Neural Pinyin-to-Chinese Character Converter—can you do better than SwiftKey™ Keyboard?
In this project, we examine how well neural networks can convert Pinyin, the official romanization system for Chinese, into Chinese characters.
Requirements
numpy >= 1.11.1
TensorFlow >= 1.2.
xpinyin (for Chinese pinyin annotation)
distance (for calculating the similarity score between two strings)
tqdm
Background
Because Chinese characters are not phonetic, various solutions have been suggested in order to type them in the digital environment. The most popular one is to use Pinyin, the official romanization system for Chinese. When people write in Chinese using smartphones, they usually type Pinyin, expecting the word(s) to appear magically on the suggestion bar. Accordingly, how accurately an engine can predict the word(s) the user has in mind is crucial in a Chinese keyboard.
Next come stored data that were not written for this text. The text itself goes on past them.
Issue #2552, opened 2026-03-28
Improve signing flow and error handling


jbair06:
**Description:**  
Update the signing flow so **Sign & Next** only advances after a successful signing operation. Replace the generic **failed to connect** error with a more actionable error message and add logging that provides enough detail to diagnose signing failures.

**Requirements:**  
- Ensure **Sign & Next** only proceeds after signing succeeds.  
- Replace the generic **failed to connect** message with a clearer, more actionable error.  
- Add logging that helps identify why signing failed.  
- Add tests or verification for the failure path.

**Acceptance criteria:**  
- The UI does not advance unless signing completes successfully.  
- Users see a useful error when signing fails.  
- Logging provides enough detail to troubleshoot the failure.  
- The signing flow is covered by tests or reproducible validation.

jbair06:
In a scenario like this, the user should also be presented with instructions in addition to the error. Something like, 'connection is lost, try again' or similar.

ericleponner:
With #2607, #2609 and #2631 we can close this issue.

PR #2755, opened 2026-04-29
chore(transactions): batch UserKey lookups across DTOs on signature i…

Kolpic:
## Summary

Follow-up to PR #2745 (issue #2552). Replaces the N+1 UserKey query in `importSignatures` with a single bulk lookup. **_No behavioral change._**

## Problem

`importSignatures` issued one `entityManager.find(UserKey, ...)` per DTO. A 50-DTO batch hit the DB 50 times. Flagged by Copilot review on #2745, deferred to keep that fix scoped.

## Change

Restructured into two passes around one bulk query:

1. **Pass 1** — validate each DTO, mutate signatures, collect every public key (raw + DER) into a global Set.
2. **Bulk lookup** — one `find(UserKey, { where: { publicKey: In([...]) } })`, results bucketed into `Map<string, UserKey[]>`.
3. **Pass 2** — assemble signer rows per DTO from the in-memory map.

Buckets are arrays because `UserKey.publicKey` is indexed but not unique — two users can share a key, both rows must surface.

## Tests

- Single bulk lookup across multiple DTOs.
- Shared-publicKey rows both produce signer rows.
- Soft-deleted UserKey is excluded (`withDeleted` never set).

All existing tests still pass.

## Manual verification

User A creates a multi-sig tx, exports TTv1, then user B signs, User A imports the zip, User B logs in and sees full access.


jbair06 (approved):
LGTM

Among several kinds in the Chinese keyboard, the major two are Qwerty keyboard and Nine keyboard (See the animations on the right. One is typing “woaini” to write 我爱你, which means “I love you.” Qwerty is on the left, and Nine is on the right). While in Qwerty each alphabet is associated with one independent space in the former, in Nine the machine is responsible for determining the one the user intended out of 3-4 grouped alphabets. Not surprisingly, it is more challenging to transliterate in Nine than in Qwerty.
Problem Formulation
I frame the problem as a labelling task. In other words, every pinyin character is associated with a Chinese character or _ which means a blank.